--- Data under study Enclosed Below ---
PR #703, opened 2015-12-25
documentation: merge everything from the Wiki on design plus from #445 into design.md

rwst:
Also-by: Ralf Stephan <ralf@ark.in-berlin.de>

### DIFF
--- a/doc/design.md
+++ b/doc/design.md
@@ -2,7 +2,21 @@
 
 Summary of our design decisions and some pointers to literature.
 
+## SymEngine is used from different languages
+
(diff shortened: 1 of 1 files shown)


certik:
Thanks for this! I'll read it later today.

doc/design.md
```diff
@@ -47,6 +61,53 @@ subset of all the functinoality and it requires all our objects to have a
...
+#endif
+public:
+    Ptr<std::map<int, int>> get_access() {
+#ifdef DEBUG_MODE
+        return m.ptr();
+#else
+        return ptrFromRef(m);
+#endif
+    }
+};
```
certik: Note that this is easier done using the `Viewable` class in https://github.com/certik/trilinos/pull/2, but we can update the docs once I implement it.

certik:
I read through this, and I think it is good enough. We can improve upon it later. Thanks for adding this in!

Issue #711, opened 2015-12-28
Move dependencies to the symengine/utilities dir


Sumith1896:
All the dependencies should be together. Hence, move them inside the newly made `utilities` directory.
Currently, the `catch` and `teuchos` needs to be moved.

Sumith1896:
Fixed via https://github.com/symengine/symengine/pull/715. Thanks @CodeMaxx for the work.

PR #712, opened 2015-12-28
Moved catch and teuchos dir to utilities dir

CodeMaxx:
Moved the `catch` and `teuchos` dir to `symengine/utilities` dir and changed the  `cmake` files accordingly so as it compiles properly.
But since I used an in-source compile the build files are also a part of the this commit . 
How are these to be removed?


CodeMaxx:
fix for #711

certik:
You committed too many files in this commit. You should only commit files that you changed.

CodeMaxx:
Yes I know . The build files have been committed as well. Is there a way to delete the files created by running `cmake .` and then `make` from my local directory? Otherwise I'll manually search for the files and push a commit.

CodeMaxx:
What about the moved files?

Sumith1896:
do a `git clean -dfx`

PR #719, opened 2015-12-29
[WIP] Symbol: use global counter

certik:
This compares integers instead of strings when comparing Symbols. This should be a lot faster. Currently it uses a global `int -> string` and `int-> hash` table. It changes the ordering a bit, i.e previously we compared e.g. "x" < "y", now we do e.g. 1 < 2, and so some tests fail. Most tests pass, so it should be working.

I am trying to see if it speeds up any benchmarks.

### DIFF
--- a/symengine/symbol.cpp
+++ b/symengine/symbol.cpp
@@ -4,21 +4,18 @@
 
 namespace SymEngine {
 
-Symbol::Symbol(const std::string &name)
-    : name_{name}
-{
-}
+std::map<int, std::string> Symbol::global_symbols;
+std::map<int, std::size_t> Symbol::global_symbols_hashes;
 
 std::size_t Symbol::__hash__() const
 {
-    std::hash<std::string> hash_fn;
-    return hash_fn(name_);
+    return global_symbols_hashes[name_counter_];
 }
 
 bool Symbol::__eq__(const Basic &o) const
 {
     if (is_a<Symbol>(o))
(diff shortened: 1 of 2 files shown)


certik:
This should just use `std::vector` instead of `std::map`. I'll fix it.

rikardn:
I know that this is a very old PR, but I still like the idea of trying to speed up symbol comparison. I would however like to bring up three problems with this particular approach.

1. Thread safety

The implementation is not thread safe since the global symbol map is written to without any guard.

2. Garbage collection

After creating many symbol objects and then freeing them again the symbol map will not be updated. This will effectively work as a memory leak. Since there is no global registry of symbols objects it would be impossible to create a garbage collector or to free elements in the map when they are no longer needed.

3. Global state

The suggested approach will introduce global state to symengine. Global state always gives me a bad feeling, since it makes it harder to debug, test and reason about program correctness. I cannot directly see any other issues than 1 and 2 above, but it still feels like future problems might arise. Serialization will potentially create problems for example.

1 and 2 should be possible to solve, but even though 3 is vague, it feels a bit scary.

One potential solution would be to introduce a `Context` class that can keep track of the symbol cache and be instantiated by the user and having a method that creates new symbols. Whenever the `Context` is freed the symbol map is freed and there would be no global state. This would solve both 2 and 3. I don't know if the added complexity makes it worth it though.

PR #720, opened 2015-12-30
SpeedUp Mul::__hash__()

mafiya69:


isuruf:
Did you check performance? Specifically `./expand6 1000`, `./expand2`, `./add1` and `./expand7` ?

mafiya69:
The performance of `./expand2` decreases from `1509 ms` to `3806 ms`!

certik:
Any ideas why the performance decreased so much?

isuruf:
I think it's because of hash collisions. In `Add` this wasn't noticed, because there was a speedup due to not ordering anymore.

certik:
You are probably right. std:map is already ordered, but we can play with
different data structures for Mul. Do you have examples of the hash
collisions, especially for Add? Maybe there is a stronger commutative hash
function.

isuruf:
With #718, `2*x + 2**(1/2)` hash equals `x + 2*2**(1/2)`, before #718, there were None.
What really matters is the bucket collisions. `std::unordered_map` uses buckets where each hash is mapped to a bucket and number of buckets is significantly lower than the number of hashes. So, even if all the hashes are different, what matters for performance is the bucket the hash ends up in.

You are right. There might be a stronger commutative hash.

PR #726, opened 2015-12-31
Latest gcc travis

CodeMaxx:
An additional travis-ci test added which compiles with latest gcc and g++ compilers(version 5.3 currently).
#684


CodeMaxx:
First 3 commits were from some other branch . I don't know why they are showing up here.

PR #734, opened 2016-01-01
[WIP] DiffVisitor 

Sumith1896:
Todo:
- [ ] - Get rid of member `diff()` functions
- [ ] - Add exhaustive set of functions
- [ ] - Add tests

cc @certik @isuruf


certik:
This looks great. We need to create benchmarks specifically for
differentiation and benchmark old and new diff.

P.S. You can probably unite the number methods into just one method for
type Number.

symengine/tests/basic/test_basic.cpp
```diff
@@ -314,40 +314,6 @@ TEST_CASE("Mul: Basic", "[basic]")
...
-    RCP<const Basic> i2  = integer(2);
-    RCP<const Basic> i3  = integer(3);
-    RCP<const Basic> i5  = integer(5);
-    RCP<const Basic> i10  = integer(10);
-    r1 = integer(5);
-    r2 = r1->diff(x);
-    REQUIRE(eq(*r2, *zero));
-
-    r1 = Rational::from_two_ints(*integer(2), *integer(3));
-    r2 = r1->diff(x);
```
srajangarg: @Sumith1896 The purpose of this, was to remove member functions as stated in https://github.com/symengine/symengine/pull/527#issue-94633819 and https://github.com/symengine/symengine/pull/731#discussion_r48684668
Right now, I think the member function is being called, not the ones you wrote.
Call it as `diff(r1, x)` instead (and everywhere else) . And also remove `Basic::diff()` and `diff()` from all other classes.

symengine/diff.cpp
```diff
@@ -0,0 +1,233 @@
...
+        result_ = zero;
+    }
+
+    void bvisit(const RealMPFR &x) {
+        result_ = zero;
+    }
+
+    void bvisit(const ComplexMPC &x) {
+        result_ = zero;
+    }
```
certik: All these can probably just be written as:
```c++
    void bvisit(const Number &x) {
        result_ = zero;
    }
```

symengine/tests/basic/test_basic.cpp
```diff
@@ -314,40 +314,6 @@ TEST_CASE("Mul: Basic", "[basic]")
...
-    REQUIRE(eq(*r1, *r2));
-
-    r1 = add(add(i2, mul(i3, x)), mul(i5, pow(x, i2)));
-    REQUIRE(eq(*r1->diff(x), *add(i3, mul(i10, x))));
-    REQUIRE(eq(*r1->diff(x)->diff(x), *i10));
-
-    r1 = add(mul(mul(pow(x, y), pow(y, x)), i2), one)->diff(x);
-    r2 = add(mul(i2, mul(pow(x, y), mul(pow(y, x), log(y)))), mul(i2, mul(pow(x, y), mul(pow(y, x), div(y, x)))));
-    REQUIRE(eq(*r1, *r2));
-}
```
certik: Do not remove these yet. You can move this test function into the `test_diff.cpp` file, but don't change it, as we need to keep the diff methods for now and benchmark it and make sure the visitor approach is actually faster before removing the old diff methods.

symengine/tests/diff/test_diff.cpp
```diff
@@ -0,0 +1,110 @@
...
+
+    RCP<const Basic> r1;
+    RCP<const Basic> r2;
+
+    r1 = integer(5);
+    r2 = r1->diff(x);
+    REQUIRE(eq(*r2, *zero));
+
+    r1 = Rational::from_two_ints(*integer(2), *integer(3));
+    r2 = r1->diff(x);
```
certik: This should be converted to the new `diff`.

symengine/tests/diff/test_diff.cpp
```diff
@@ -0,0 +1,110 @@
...
+    RCP<const Basic> i6 = integer(6);
+    RCP<const Basic> i9 = integer(9);
+    RCP<const Basic> i10 = integer(10);
+    RCP<const Basic> i27 = integer(27);
+
+    RCP<const Basic> r1;
+    RCP<const Basic> r2;
+
+    r1 = integer(5);
+    r2 = r1->diff(x);
```
certik: This should be converted to the new `diff`.

certik:
This looks good, the new approach is simple and concise. As I said above, in this PR just implement the new algorithm, but keep the old one in place. It might take us a while to convince ourselves using benchmarks (and various compilers/platforms) that the new approach is not slower. 

If it is slower, then we'll have to think hard how to speed it up. I really like that we are taking stuff out of the core, it makes the code modular. If it turns out it is slower, then one idea would be to hook the new visitor methods as the old diff virtual methods using some macros, i.e. that one can still define a new algorithm in a separate file (without explicitly touching any core files), but use the old style virtual methods to implement it under the hood. We'll see.

symengine/diff.cpp
Sumith1896: Will do.

symengine/tests/basic/test_basic.cpp
Sumith1896: Oh, I was considering benchmarking this branch against my master. Will that do?

certik: Sure.

certik:
@Sumith1896 just finish this, but don't touch the core `diff`. See #738 where I am trying to do refactor the diff without using visitors. We'll benchmark this later. I would like to have both implementations in though.

certik:
@Sumith1896  I finished the #738, I think that's in good shape. @isuruf and I were trying to figure out how to unify the approach in #738 and the visitor pattern. It is actually possible, though there are some technical issues. The idea is that the visitor pattern has 2 virtual function calls, which in some situations must create an overhead. In some other situations it should be negligible if the amount of work done in the methods is large. 

So I think a good strategy is to refactor the rest of core using the approach in #738, which shouldn't create any overhead. And then figure out if there is a way to unify the two approaches further.

Sumith1896:
Much better approach here https://github.com/symengine/symengine/pull/738 
That's the way to go forward. We can close this PR for now.
@certik Shall I?

certik:
We can close this, I think I ported everything from here into #738. I didn't add new tests, since I am using all the old tests for diff.

PR #739, opened 2016-01-05
fixed travis check, wasn't exiting correctly

srajangarg:
Sorry, the initial pull request wasn't exiting with the correct return codes.
Fixed.


srajangarg:
@Sumith1896

certik:
What was it doing before? Always rising an exception since `exit` was not defined?

Sumith1896:
Yes. I didn't know of system exit return status. Thanks @srajangarg

PR #742, opened 2016-01-06
rcp_static_cast() should check that the cast is valid in Debug mode

abhimanyu-siwach:
This pull request is in reference to issue #426, and is by no means a complete solution to the problem, but more on the lines of a discussion. 

I added a typeid check in rcp_static_cast after reading from here: http://stackoverflow.com/questions/28002/regular-cast-vs-static-cast-vs-dynamic-cast 

Apart from the first test, all the tests threw cast error, here is debug trace for test_basic:
>Reading symbols from ./symengine/tests/basic/test_basic...done.
(gdb) run
Starting program: /home/sdetu/projects/symengine/symengine/tests/basic/test_basic 
terminate called after throwing an instance of 'std::runtime_error'
  what():  Type not same in rcp_static_cast N9SymEngine8RationalE N9SymEngine7IntegerE

>Program received signal SIGABRT, Aborted.
0x00007ffff6a84cc9 in __GI_raise (sig=sig@entry=6) at ../nptl/sysdeps/unix/sysv/linux/raise.c:56
56	  return INLINE_SYSCALL (tgkill, 3, pid, selftid, sig);
(gdb) backtrace 
#0  0x00007ffff6a84cc9 in __GI_raise (sig=sig@entry=6)
    at ../nptl/sysdeps/unix/sysv/linux/raise.c:56
#1  0x00007ffff6a880d8 in __GI_abort () at abort.c:89
#2  0x00007ffff73996dd in __gnu_cxx::__verbose_terminate_handler() ()
   from /usr/lib/x86_64-linux-gnu/libstdc++.so.6
#3  0x00007ffff7397746 in ?? () from /usr/lib/x86_64-linux-gnu/libstdc++.so.6
#4  0x00007ffff7397791 in std::terminate() () from /usr/lib/x86_64-linux-gnu/libstdc++.so.6
#5  0x00007ffff73979a8 in __cxa_throw () from /usr/lib/x86_64-linux-gnu/libstdc++.so.6
#6  0x00000000005c7ff5 in Teuchos::rcp_static_cast<SymEngine::Integer const, SymEngine::Basic const> (p1=...) at /home/sdetu/projects/symengine/symengine/utilities/teuchos/Teuchos_RCP.hpp:731
#7  0x00000000005d1154 in SymEngine::mul (a=..., b=...)
    at /home/sdetu/projects/symengine/symengine/mul.cpp:363
#8  0x00000000005d1640 in SymEngine::div (a=..., b=...)
    at /home/sdetu/projects/symengine/symengine/mul.cpp:374
#9  0x00000000005bdfb0 in SymEngine::sqrt_ (arg=...)
    at /home/sdetu/projects/symengine/symengine/constants.cpp:53
#10 0x00000000005be628 in __static_initialization_and_destruction_0 (__initialize_p=1, 
    __priority=65535) at /home/sdetu/projects/symengine/symengine/constants.cpp:63
#11 0x00000000005c0af2 in _GLOBAL__sub_I_constants.cpp(void) ()
    at /home/sdetu/projects/symengine/symengine/constants.cpp:121
#12 0x00000000006d903d in __libc_csu_init ()
#13 0x00007ffff6a6fe55 in __libc_start_main (main=0x68e7ba <main(int, char* const*)>, argc=1, 
>    argv=0x7fffffffdf88, init=0x6d8ff0 <__libc_csu_init>, fini=<optimized out>,

First of all I am not completely able to understand why this problem is arising, T2 is an Integer and *check is Rational, please correct me if I am wrong but I think an upcast should have happened.

Coming on to soultions, first one that came to my mind is to correct the cast parameters but that doesn't seems to be correct.
Second would be to check casts in a different way but I am not able come up with anything.

I am new to open source so kindly please try to ignore my vagueness.

### DIFF
--- a/.travis.yml
+++ b/.travis.yml
@@ -59,7 +59,7 @@ matrix:
     - compiler: clang
     - os: osx
   include:
-    - env: BUILD_TYPE="Debug" WITH_BFD="yes" WITH_PIRANHA="yes"
+    - env: BUILD_TYPE="Debug" WITH_BFD="yes" WITH_PIRANHA="yes" WITH_BENCHMARKS_NONIUS="yes"
       compiler: gcc
       os: linux
       addons:
--- a/CMakeLists.txt
+++ b/CMakeLists.txt
@@ -203,6 +203,22 @@ if (WITH_PIRANHA)
     set(WITH_BOOST yes)
 endif()
 
+# BENCHMARKS
+set(BUILD_BENCHMARKS yes
+    CACHE BOOL "Build SymEngine benchmarks")
+
+set(BUILD_BENCHMARKS_NONIUS no
+    CACHE BOOL "Build SymEngine Nonius benchmarks")
+
+if (BUILD_BENCHMARKS)
+    if (BUILD_BENCHMARKS_NONIUS)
--- End of Enclosed Data under study ---
Task instructions »
Only one span is wanted. It runs from the first line of the listing through the line with "All the dependencies", and each line must match exactly.

Solution »
PR #703, opened 2015-12-25
documentation: merge everything from the Wiki on design plus from #445 into design.md

rwst:
Also-by: Ralf Stephan <ralf@ark.in-berlin.de>

### DIFF
--- a/doc/design.md
+++ b/doc/design.md
@@ -2,7 +2,21 @@
 
 Summary of our design decisions and some pointers to literature.
 
+## SymEngine is used from different languages
+
(diff shortened: 1 of 1 files shown)


certik:
Thanks for this! I'll read it later today.

doc/design.md
```diff
@@ -47,6 +61,53 @@ subset of all the functinoality and it requires all our objects to have a
...
+#endif
+public:
+    Ptr<std::map<int, int>> get_access() {
+#ifdef DEBUG_MODE
+        return m.ptr();
+#else
+        return ptrFromRef(m);
+#endif
+    }
+};
```
certik: Note that this is easier done using the `Viewable` class in https://github.com/certik/trilinos/pull/2, but we can update the docs once I implement it.

certik:
I read through this, and I think it is good enough. We can improve upon it later. Thanks for adding this in!

Issue #711, opened 2015-12-28
Move dependencies to the symengine/utilities dir


Sumith1896:
All the dependencies should be together. Hence, move them inside the newly made `utilities` directory.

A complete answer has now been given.